Play Protect, a suite of Android security services that Google introduced in May 2017, played a big role in bolstering overall security of the Android ecosystem last year.
That’s according to Google, which on March 15 released its fourth annual report reviewing the steps it has been taking to improve the security of its mobile operating system.
Play Protect is designed to keep Android users safe from potentially harmful applications (PHAs) on their devices and in the Google Play mobile app store. The technology works by automatically scanning Android devices at least once a day and removing any PHAs on them.
Such scans helped Google remove some 39 million PHAs installed on user devices last year, said Dave Kleidermacher, vice president of security for Android, Play, ChromeOS at Google, in a blog summarizing the efforts. Play Protect also helped Google scan 65 percent more apps in its Play store for potential malware and other threats compared with 2016, he said.
Improved mechanisms for vetting applications uploaded to Play also ensured that people who downloaded software from the official app store were nine times less likely to be infected with a PHA compared with Android users who downloaded applications from third-party app stores.
“Thanks in large part to Play Protect, the installation rates of PHAs from outside of Google Play dropped by more than 60 percent as well,” Kleidermacher said.
Google’s work to shore up Android security included collaborating with several device manufacturers to ensure they had up-to-date versions of Android running on their devices. Google also focused on improving the process for releasing security updates and ensuring more devices received the patches, Kleidermacher said without offering any specific details.
As a result of Google’s efforts, 30 percent more Android devices received security patches last year compared with 2016, he said. It is unclear though what proportion of the two billion or so installed Android devices overall received security patches, or how quickly those patches were installed after release.
The security patching issue is a big challenge for Google. Many Android device manufacturers and carriers around the world have no standard policies for updating the operating system versions on their devices or issuing security patches to the devices. So a large proportion of Android devices are usually running outdated versions of the OS and are unpatched against serious vulnerabilities at any given time.
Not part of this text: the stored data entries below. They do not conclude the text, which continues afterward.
PR #721, opened 2023-06-01
Fix `None` values in folder lists

### LINKED ISSUE #719: `None` sometimes returned as combo option value for model paths causing validation errors
image (1)

These `None` entries aren't actually on the filesystem so they break the executor. It seems the filepath lister is returning `NoneType` values for some reason

I can also confirm I had this issue before the filepath caching feature was merged

space-nuko:
Two issues

- Caching for paths returned `None` values but these weren't filtered out afterwards
- Something is mutating the folder lists after they've been sent, so instead copy them when they're asked for

Closes #719

### DIFF
--- a/folder_paths.py
+++ b/folder_paths.py
@@ -154,7 +154,8 @@ def get_filename_list_(folder_name):
         output_list.update(filter_files_extensions(files, folders[1]))
         output_folders = {**output_folders, **folders_all}
 
-    return (sorted(list(output_list)), output_folders)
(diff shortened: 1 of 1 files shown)


comfyanonymous:
I merged one of the commits of this PR: https://github.com/comfyanonymous/ComfyUI/commit/d200fa131420a8871633b7321664db419aab2712

Leaving this open and will close once the issue is confirmed to be solved.

PR #4248, opened 2024-08-07
Add model downloading endpoint.

robinjhuang:
Adding a `POST /models/download` endpoint to download models. This will be used to automatically download models listed in the workflow json file.

Features:
- Downloads a model into a desired subfolder of `models`
- Restricts download content to `models`. Relative paths are not allowed.
- Progress of the download is reported through websockets with the event `download_progress`. See screenshot below:

Screenshot 2024-08-07 at 12 25 11 PM


server.py
```diff
@@ -559,6 +561,28 @@ async def post_history(request):
                     self.prompt_queue.delete_history_item(id_to_delete)
 
             return web.Response(status=200)
+        
+        @routes.post("/download")
+        async def download_handler(request):
+            async def report_progress(filename: str, status: DownloadStatus):
+                await self.send_json(filename, {
```
huchenlei: I don't think we should send filename as type here as it can collide with existing message types.

model_filemanager/download_models.py
```diff
@@ -0,0 +1,78 @@
...
+    progress_percentage: float
+    message: str
+
+@dataclass
+class DownloadModelResult():
+    status: DownloadStatusType
+    message: str
+    already_existed: bool
+
+async def download_model(session: aiohttp.ClientSession,
```
huchenlei: Is it possible that we break this big function down to smaller pieces for better testability.

model_filemanager/download_models.py
```diff
@@ -0,0 +1,78 @@
...
+                error_message = f"Failed to download {model_name}. Status code: {response.status}"
+                status = DownloadStatus(DownloadStatusType.ERROR, 0, error_message)
+                await progress_callback(relative_path, status)
+                return {"status": DownloadStatusType.ERROR, "message": f"Failed to download {model_name}. Status code: {response.status} ", "already_existed": False}
+
+            total_size = int(response.headers.get('Content-Length', 0))
+            downloaded = 0
+
+            with open(file_path, 'wb') as f:
+                async for chunk in response.content.iter_chunked(8192):
```
huchenlei: The report frequency is dependent on user's internet speed? I think it should be configurable to target a specific time interval to avoid too much overhead in a short period of time for people with fast internet speed.

huchenlei (changes requested):

server.py
robinjhuang: I updated it to use the key `download_progress`, and the filename will be a field in the event.

model_filemanager/download_models.py
robinjhuang: Good suggestion. Updated.

.DS_Store
huchenlei, line 1: Remove that MacOS preview file.

model_filemanager/download_models.py
```diff
@@ -0,0 +1,173 @@
...
+import time
+from dataclasses import dataclass
+
+class DownloadStatusType(Enum):
+    PENDING = "pending"
+    IN_PROGRESS = "in_progress"
+    COMPLETED = "completed"
+    ERROR = "error"
+
+@dataclass
```
huchenlei, line 20: If you don't expect modification on the member field, you should use `NamedTuple` here.

```python
from typing import NamedTuple
class DownloadModelStatus(NamedTuple):
    status: str
    message: str
    already_existed: bool
    progress_percentage: float
```

model_filemanager/download_models.py
```diff
@@ -0,0 +1,173 @@
...
+    progress_percentage: float
+    message: str
+
+    def __init__(self, status: DownloadStatusType, progress_percentage: float, message: str):
+        self.status = status.value  # Store the string value of the Enum
+        self.progress_percentage = progress_percentage
+        self.message = message
+
+@dataclass
+class DownloadModelResult():
```
huchenlei: It's wield that the `DownloadModelResult` is returned by `download_model` but then discarded. The `already_existed` field never reaches the API caller.

`already_existed` is only referenced in test. I would propose we just drop this result structure and move the `already_existed` field to `DownloadStatus`

model_filemanager/download_models.py
```diff
@@ -0,0 +1,173 @@
...
+
+async def check_file_exists(file_path: str, model_name: str, progress_callback: Callable[[str, DownloadStatus], Awaitable[Any]], relative_path: str) -> Optional[DownloadModelResult]:
+    if os.path.exists(file_path):
+        status = DownloadStatus(DownloadStatusType.COMPLETED, 100, f"{model_name} already exists")
+        await progress_callback(relative_path, status)
+        return DownloadModelResult(DownloadStatusType.COMPLETED, f"{model_name} already exists", True)
+    return None
+
+
+async def track_download_progress(response: aiohttp.ClientResponse, file_path: str, model_name: str, progress_callback: Callable[[str, DownloadStatus], Awaitable[Any]], relative_path: str, interval: float = 1.0) -> DownloadModelResult:
```
huchenlei: Maybe wrap the long line with formatter to improve readability.

model_filemanager/download_models.py
```diff
@@ -0,0 +1,173 @@
+import aiohttp
+import os
+import traceback
+import logging
+from folder_paths import models_dir
+import re
+from typing import Callable, Any, Optional, Awaitable, Tuple
```
huchenlei: `from __future__ import annotations` and use `tuple` instead of `Tuple` Here. I believe the `Tuple` type is deprecated and will be removed in future Python versions.

model_filemanager/download_models.py
```diff
@@ -0,0 +1,173 @@
...
+            chunk_iterator = response.content.iter_chunked(8192)
+            while True:
+                try:
+                    chunk = await chunk_iterator.__anext__()
+                except StopAsyncIteration:
+                    break
+                f.write(chunk)
+                downloaded += len(chunk)
+                
+                if time.time() - last_update_time >= interval:
```
huchenlei, line 160: Thanks for fixing the interval! Looks good! Can we expose this as an optional parameter in the post data?

model_filemanager/download_models.py
```diff
@@ -0,0 +1,173 @@
...
+    if os.path.exists(file_path):
+        status = DownloadStatus(DownloadStatusType.COMPLETED, 100, f"{model_name} already exists")
+        await progress_callback(relative_path, status)
+        return DownloadModelResult(DownloadStatusType.COMPLETED, f"{model_name} already exists", True)
+    return None
+
+
+async def track_download_progress(response: aiohttp.ClientResponse, file_path: str, model_name: str, progress_callback: Callable[[str, DownloadStatus], Awaitable[Any]], relative_path: str, interval: float = 1.0) -> DownloadModelResult:
+    try:
+        total_size = int(response.headers.get('Content-Length', 0))
```
huchenlei, line 139: Can we add another endpoint for frontend to query content length. It would be nice to show user what is the file size before the actual download.

model_filemanager/download_models.py
robinjhuang: I did that at first but it broke the playwright tests because we use Python 3.8 there.

model_filemanager/download_models.py
robinjhuang: Is there a reason you want a backend API for that vs just getting it directly on the frontend? Seems like an unnecessary API to have on the backend.

model_filemanager/download_models.py
robinjhuang: Makes sense!

model_filemanager/download_models.py
robinjhuang: I wrote an __init__ function below for easier JSON serialization that would not be allowed in a NamedTuple. There's not reason `DownloadModelStatus` should be mutable, but also no strict reason it shouldn't be mutable. So I'm fine keeping it dataclass if that's fine with you.

```
def __init__(self, status: DownloadStatusType, progress_percentage: float, message: str, already_existed: bool):
        self.status = status.value  # Store the string value of the Enum
        self.progress_percentage = progress_percentage
        self.message = message
        self.already_existed = already_existed
        
        ```

File: model_filemanager/download_models.py (hunk 6 above)
Comment (robinjhuang) [reply model_filemanager/download_models.py]: Done. We definitely should add a standard formatter for ComfyUI.

File: model_filemanager/download_models.py (hunk 8 above)
Comment (robinjhuang) [reply model_filemanager/download_models.py:160]: Added!

File: model_filemanager/download_models.py (hunk 9 above)
Comment (huchenlei) [reply model_filemanager/download_models.py:139]: Sorry about that. We can definitely do that in the frontend if we have the URL.

File: model_filemanager/download_models.py (hunk 7 above)
Comment (huchenlei) [reply model_filemanager/download_models.py]: `from __future__ import annotations` should make 3.8 just ignores the type annotation expression it does not recognize. It's fine to keep it here in this PR, but next time do consider use the latest syntax + `from __future__ import annotations`

File: model_filemanager/download_models.py (hunk 4 above)
Comment (huchenlei) [reply model_filemanager/download_models.py:20]: I would recommend using Pydantic's `BaseModel` next time if we are dealing with sending / receiving data from / to client side.

**Review by huchenlei — APPROVED** [review]
LGTM!

File: model_filemanager/download_models.py (hunk 7 above)
Comment (robinjhuang) [reply model_filemanager/download_models.py]: Updated

File: model_filemanager/download_models.py (hunk 4 above)
Comment (robinjhuang) [reply model_filemanager/download_models.py:20]: Switched to using pydantic's basemodel. It works really well.

File: model_filemanager/download_models.py [hunk 10]
```diff
@@ -0,0 +1,202 @@
...
+    if len(model_subdirectory) > 50:
+        return False
+
+    if '..' in model_subdirectory or '/' in model_subdirectory:
+        return False
+
+    if not re.match(r'^[a-zA-Z0-9_-]+$', model_subdirectory):
+        return False
+
+    return True
```
mcmonkey4eva: (minor nit) NL@EoF missing (GitHub has the lil red circle here to indicate that)
image

tests-unit/requirements.txt
```diff
@@ -1 +1,3 @@
 pytest>=7.8.0
+pytest-aiohttp
+pytest-asyncio
```
mcmonkey4eva: (minor nit) NL@EoF

model_filemanager/download_models.py
```diff
@@ -0,0 +1,189 @@
...
+    """
+    if not validate_model_subdirectory(model_sub_directory):
+        return DownloadModelStatus(
+            DownloadStatusType.ERROR, 
+            0,
+            "Invalid model subdirectory", 
+            False
+        )
+
+    file_path, relative_path = create_model_path(model_name, model_sub_directory, models_dir)
```
mcmonkey4eva, line 82: the model sub directory is validated, but the model name never is - so the model name itself could just be `../../../../passwd` or something

robinjhuang:
@comfyanonymous The PR CI results are [here](https://ci.comfy.org/?os=Select+OS&repo=comfyanonymous%2FComfyUI&branch=4248%2Fmerge&commitId=&workflowName=&page=1)

model_filemanager/download_models.py
robinjhuang: Good point. Added a step to validate the filename as well. And checking that the final file path is within the base models directory.

PR #4249, opened 2024-08-07
alternative to `load_checkpoint_guess_config` that accepts a loaded state dict

ljleb:
In comfy-mecha the Merger node creates a state dict in memory without passing by the file system. Currently I need to duplicate the function `comfy.sd.load_checkpoint_guess_config()` to the nodepack code because it takes a path as input but I need to pass a state dict instead.

The alternative solution to copying the function is to temporarily monkey patch `comfy.utils.load_torch_file`, but this solution is as brittle as copying the function to the nodepack code.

Google’s Android Version 8.1 Oreo released last August introduced a lot of new security features as well, Kleidermacher said. These included protections against the installation of apps from unknown or untrusted sources, kernel hardening and the elimination of support for insecure network protocols. With Oreo, Google also introduced a feature that prevents apps from blocking the entire screen—a measure designed to protect against ransomware.
Google’s Android Security Rewards program played a role in improving ecosystem security as well, Kleidermacher said. By increasing bounties for responsible vulnerability disclosure, Google was able to ensure that no critical security vulnerabilities were publicly disclosed without an update becoming available for it first, he noted.